--- DATA LISTING Enclosed Below ---

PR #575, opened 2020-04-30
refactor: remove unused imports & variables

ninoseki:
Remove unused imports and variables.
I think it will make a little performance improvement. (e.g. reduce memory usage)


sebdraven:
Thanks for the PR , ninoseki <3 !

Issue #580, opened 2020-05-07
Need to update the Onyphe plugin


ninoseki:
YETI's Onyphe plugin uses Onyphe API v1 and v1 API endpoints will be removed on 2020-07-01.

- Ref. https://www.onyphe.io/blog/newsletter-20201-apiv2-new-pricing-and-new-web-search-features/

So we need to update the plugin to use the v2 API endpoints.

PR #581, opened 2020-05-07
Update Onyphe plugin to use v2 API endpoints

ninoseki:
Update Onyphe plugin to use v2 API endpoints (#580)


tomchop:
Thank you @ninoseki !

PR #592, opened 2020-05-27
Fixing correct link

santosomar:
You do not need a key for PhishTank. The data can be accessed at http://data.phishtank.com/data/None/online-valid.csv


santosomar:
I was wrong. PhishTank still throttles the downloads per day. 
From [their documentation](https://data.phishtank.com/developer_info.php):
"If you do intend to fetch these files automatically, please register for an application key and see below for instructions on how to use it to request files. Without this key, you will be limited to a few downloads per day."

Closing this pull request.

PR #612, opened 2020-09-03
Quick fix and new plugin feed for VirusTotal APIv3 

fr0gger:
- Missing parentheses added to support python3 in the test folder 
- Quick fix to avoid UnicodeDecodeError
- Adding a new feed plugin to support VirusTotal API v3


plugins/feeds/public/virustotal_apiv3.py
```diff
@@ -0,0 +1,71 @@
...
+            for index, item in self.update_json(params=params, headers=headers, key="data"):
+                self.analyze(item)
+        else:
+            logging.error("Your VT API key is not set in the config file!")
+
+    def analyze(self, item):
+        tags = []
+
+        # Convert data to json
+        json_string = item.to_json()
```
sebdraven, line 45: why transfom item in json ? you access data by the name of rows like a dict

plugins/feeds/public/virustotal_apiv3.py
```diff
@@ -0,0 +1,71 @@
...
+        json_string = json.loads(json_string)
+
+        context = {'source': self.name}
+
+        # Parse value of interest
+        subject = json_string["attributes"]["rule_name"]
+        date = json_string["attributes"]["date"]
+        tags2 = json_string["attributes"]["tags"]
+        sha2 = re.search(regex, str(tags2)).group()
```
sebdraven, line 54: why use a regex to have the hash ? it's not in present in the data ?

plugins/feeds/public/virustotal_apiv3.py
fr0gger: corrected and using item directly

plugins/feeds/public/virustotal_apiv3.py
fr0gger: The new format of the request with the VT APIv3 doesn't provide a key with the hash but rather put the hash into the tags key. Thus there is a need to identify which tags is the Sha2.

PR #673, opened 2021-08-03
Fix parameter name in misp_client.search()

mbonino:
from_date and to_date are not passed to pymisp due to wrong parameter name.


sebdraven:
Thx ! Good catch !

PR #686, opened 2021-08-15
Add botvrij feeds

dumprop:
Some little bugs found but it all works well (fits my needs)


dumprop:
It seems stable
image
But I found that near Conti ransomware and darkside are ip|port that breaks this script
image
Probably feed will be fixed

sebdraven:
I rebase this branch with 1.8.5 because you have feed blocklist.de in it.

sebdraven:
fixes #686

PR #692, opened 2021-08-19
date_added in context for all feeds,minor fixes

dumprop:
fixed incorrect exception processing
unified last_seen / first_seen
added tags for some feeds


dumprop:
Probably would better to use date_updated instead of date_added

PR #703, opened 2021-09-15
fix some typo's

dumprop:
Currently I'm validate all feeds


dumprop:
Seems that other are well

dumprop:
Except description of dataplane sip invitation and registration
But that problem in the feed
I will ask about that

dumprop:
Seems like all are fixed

--- End of Enclosed DATA LISTING ---
--- DATA LISTING Enclosed Below ---

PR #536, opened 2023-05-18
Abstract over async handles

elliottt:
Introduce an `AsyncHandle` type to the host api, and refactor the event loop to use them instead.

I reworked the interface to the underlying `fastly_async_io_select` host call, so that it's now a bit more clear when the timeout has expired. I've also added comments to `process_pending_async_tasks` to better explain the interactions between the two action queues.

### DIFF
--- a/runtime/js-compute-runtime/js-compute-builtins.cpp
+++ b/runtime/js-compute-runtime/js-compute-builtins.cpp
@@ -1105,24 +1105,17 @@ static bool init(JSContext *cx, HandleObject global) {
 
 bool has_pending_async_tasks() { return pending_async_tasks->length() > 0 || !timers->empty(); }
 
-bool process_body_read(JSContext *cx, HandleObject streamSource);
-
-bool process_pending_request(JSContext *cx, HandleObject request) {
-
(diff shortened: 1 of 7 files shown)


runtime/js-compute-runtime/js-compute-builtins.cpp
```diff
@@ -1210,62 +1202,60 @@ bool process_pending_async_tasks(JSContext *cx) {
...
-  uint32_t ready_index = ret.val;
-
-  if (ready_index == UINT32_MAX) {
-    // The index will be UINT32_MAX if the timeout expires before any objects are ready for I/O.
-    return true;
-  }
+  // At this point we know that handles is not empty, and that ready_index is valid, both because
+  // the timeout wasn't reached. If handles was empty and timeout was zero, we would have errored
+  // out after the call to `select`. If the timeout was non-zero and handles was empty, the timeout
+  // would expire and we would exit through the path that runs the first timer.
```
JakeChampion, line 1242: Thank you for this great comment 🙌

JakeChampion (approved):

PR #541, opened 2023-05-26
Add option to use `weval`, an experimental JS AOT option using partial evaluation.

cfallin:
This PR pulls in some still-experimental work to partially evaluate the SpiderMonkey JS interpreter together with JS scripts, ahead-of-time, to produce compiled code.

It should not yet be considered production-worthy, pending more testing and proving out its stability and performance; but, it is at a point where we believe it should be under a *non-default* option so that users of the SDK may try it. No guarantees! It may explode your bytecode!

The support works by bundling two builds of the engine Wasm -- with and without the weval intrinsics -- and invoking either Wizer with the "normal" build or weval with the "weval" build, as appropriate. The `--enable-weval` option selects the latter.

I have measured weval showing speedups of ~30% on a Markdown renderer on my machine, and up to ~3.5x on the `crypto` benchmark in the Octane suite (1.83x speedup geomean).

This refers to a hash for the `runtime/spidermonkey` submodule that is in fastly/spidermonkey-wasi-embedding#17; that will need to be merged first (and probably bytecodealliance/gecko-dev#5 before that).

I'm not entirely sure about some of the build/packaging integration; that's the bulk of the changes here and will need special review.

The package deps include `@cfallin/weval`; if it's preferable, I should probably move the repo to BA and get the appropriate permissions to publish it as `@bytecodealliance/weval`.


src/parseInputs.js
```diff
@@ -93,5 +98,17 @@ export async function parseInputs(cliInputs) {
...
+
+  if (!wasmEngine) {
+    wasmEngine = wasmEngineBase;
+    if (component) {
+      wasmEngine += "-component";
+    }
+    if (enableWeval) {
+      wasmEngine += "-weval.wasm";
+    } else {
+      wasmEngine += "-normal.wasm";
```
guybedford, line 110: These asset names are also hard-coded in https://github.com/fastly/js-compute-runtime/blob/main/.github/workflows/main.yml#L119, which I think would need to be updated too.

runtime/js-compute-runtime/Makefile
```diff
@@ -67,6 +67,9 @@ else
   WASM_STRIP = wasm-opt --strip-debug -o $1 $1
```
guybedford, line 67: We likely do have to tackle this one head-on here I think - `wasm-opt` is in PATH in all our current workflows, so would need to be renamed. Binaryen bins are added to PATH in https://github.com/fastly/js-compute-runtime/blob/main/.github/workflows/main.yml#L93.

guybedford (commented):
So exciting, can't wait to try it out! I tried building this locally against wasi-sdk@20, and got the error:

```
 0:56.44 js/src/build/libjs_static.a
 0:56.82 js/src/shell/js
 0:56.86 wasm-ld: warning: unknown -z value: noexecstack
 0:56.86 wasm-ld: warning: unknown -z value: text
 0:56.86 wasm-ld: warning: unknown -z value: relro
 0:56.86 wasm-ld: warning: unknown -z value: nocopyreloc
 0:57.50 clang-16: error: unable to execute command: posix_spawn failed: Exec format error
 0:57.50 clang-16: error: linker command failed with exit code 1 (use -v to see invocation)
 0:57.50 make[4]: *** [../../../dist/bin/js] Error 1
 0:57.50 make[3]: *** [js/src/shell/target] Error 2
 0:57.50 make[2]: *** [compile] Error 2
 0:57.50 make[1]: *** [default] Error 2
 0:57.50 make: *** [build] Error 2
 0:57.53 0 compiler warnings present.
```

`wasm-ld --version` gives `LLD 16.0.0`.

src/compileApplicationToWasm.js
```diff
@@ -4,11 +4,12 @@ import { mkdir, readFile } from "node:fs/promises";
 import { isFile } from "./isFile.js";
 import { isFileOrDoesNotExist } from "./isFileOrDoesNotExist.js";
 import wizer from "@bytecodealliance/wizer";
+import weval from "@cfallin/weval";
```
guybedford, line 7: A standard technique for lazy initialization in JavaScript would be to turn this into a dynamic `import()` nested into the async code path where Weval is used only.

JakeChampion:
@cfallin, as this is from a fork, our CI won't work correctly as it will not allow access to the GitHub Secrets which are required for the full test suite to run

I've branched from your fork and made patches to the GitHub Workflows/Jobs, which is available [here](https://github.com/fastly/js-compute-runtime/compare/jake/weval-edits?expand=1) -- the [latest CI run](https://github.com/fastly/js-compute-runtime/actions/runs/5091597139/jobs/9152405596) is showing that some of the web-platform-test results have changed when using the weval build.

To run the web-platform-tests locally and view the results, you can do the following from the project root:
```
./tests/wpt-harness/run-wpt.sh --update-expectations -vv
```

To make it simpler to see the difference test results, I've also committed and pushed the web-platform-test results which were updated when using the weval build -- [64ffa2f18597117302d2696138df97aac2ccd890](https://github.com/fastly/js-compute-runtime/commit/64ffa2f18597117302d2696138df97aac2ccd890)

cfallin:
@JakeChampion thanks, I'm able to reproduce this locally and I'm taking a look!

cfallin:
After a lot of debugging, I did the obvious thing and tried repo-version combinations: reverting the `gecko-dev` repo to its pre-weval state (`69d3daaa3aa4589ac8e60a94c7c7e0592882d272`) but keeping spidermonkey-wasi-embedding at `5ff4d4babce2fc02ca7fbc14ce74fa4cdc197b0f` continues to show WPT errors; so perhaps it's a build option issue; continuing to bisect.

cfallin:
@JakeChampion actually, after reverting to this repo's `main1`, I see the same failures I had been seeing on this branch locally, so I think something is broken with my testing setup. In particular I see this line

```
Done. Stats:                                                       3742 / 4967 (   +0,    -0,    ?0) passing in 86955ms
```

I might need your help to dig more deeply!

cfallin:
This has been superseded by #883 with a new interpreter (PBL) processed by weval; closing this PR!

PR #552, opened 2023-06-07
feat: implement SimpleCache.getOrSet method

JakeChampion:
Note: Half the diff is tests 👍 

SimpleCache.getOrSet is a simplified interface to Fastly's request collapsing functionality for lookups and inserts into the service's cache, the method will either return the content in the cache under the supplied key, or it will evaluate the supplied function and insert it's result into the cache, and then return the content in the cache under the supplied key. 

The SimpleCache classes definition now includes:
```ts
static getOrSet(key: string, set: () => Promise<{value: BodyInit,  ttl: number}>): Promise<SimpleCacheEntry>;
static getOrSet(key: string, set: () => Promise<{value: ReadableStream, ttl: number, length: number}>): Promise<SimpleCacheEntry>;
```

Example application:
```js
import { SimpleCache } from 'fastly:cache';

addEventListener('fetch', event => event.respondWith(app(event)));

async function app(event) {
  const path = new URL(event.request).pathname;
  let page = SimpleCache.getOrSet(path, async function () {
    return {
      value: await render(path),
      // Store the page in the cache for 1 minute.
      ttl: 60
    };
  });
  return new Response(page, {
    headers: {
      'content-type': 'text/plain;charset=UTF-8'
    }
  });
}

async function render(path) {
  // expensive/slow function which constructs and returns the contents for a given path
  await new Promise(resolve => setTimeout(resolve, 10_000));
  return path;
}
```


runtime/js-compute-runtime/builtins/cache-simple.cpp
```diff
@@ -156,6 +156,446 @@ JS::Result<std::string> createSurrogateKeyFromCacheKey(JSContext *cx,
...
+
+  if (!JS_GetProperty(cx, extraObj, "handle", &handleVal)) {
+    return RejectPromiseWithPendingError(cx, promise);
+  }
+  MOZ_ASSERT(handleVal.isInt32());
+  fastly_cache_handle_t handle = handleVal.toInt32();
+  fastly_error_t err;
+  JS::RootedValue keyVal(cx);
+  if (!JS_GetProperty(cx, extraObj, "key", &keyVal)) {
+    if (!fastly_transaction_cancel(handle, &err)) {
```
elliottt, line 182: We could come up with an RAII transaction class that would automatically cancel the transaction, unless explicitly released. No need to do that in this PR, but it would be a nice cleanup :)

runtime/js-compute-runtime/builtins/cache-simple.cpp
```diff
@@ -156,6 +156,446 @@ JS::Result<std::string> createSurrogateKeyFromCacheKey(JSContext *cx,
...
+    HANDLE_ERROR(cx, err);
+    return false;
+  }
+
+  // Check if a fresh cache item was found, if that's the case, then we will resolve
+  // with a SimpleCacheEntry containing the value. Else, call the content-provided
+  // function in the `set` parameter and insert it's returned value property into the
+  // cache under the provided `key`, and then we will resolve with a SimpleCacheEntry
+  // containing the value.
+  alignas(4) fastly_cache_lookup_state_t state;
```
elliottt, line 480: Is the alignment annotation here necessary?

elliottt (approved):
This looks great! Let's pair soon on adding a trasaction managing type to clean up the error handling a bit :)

--- End of Enclosed DATA LISTING ---

REQUIREMENT: Above are the records; from them, give again exactly the lines from the one containing "PR #575, opened 2020-04-30" through the one containing "YETI's Onyphe plugin", both included.

EXERCISE RESPONSE:
PR #575, opened 2020-04-30
refactor: remove unused imports & variables

ninoseki:
Remove unused imports and variables.
I think it will make a little performance improvement. (e.g. reduce memory usage)


sebdraven:
Thanks for the PR , ninoseki <3 !

Issue #580, opened 2020-05-07
Need to update the Onyphe plugin


ninoseki:
YETI's Onyphe plugin uses Onyphe API v1 and v1 API endpoints will be removed on 2020-07-01.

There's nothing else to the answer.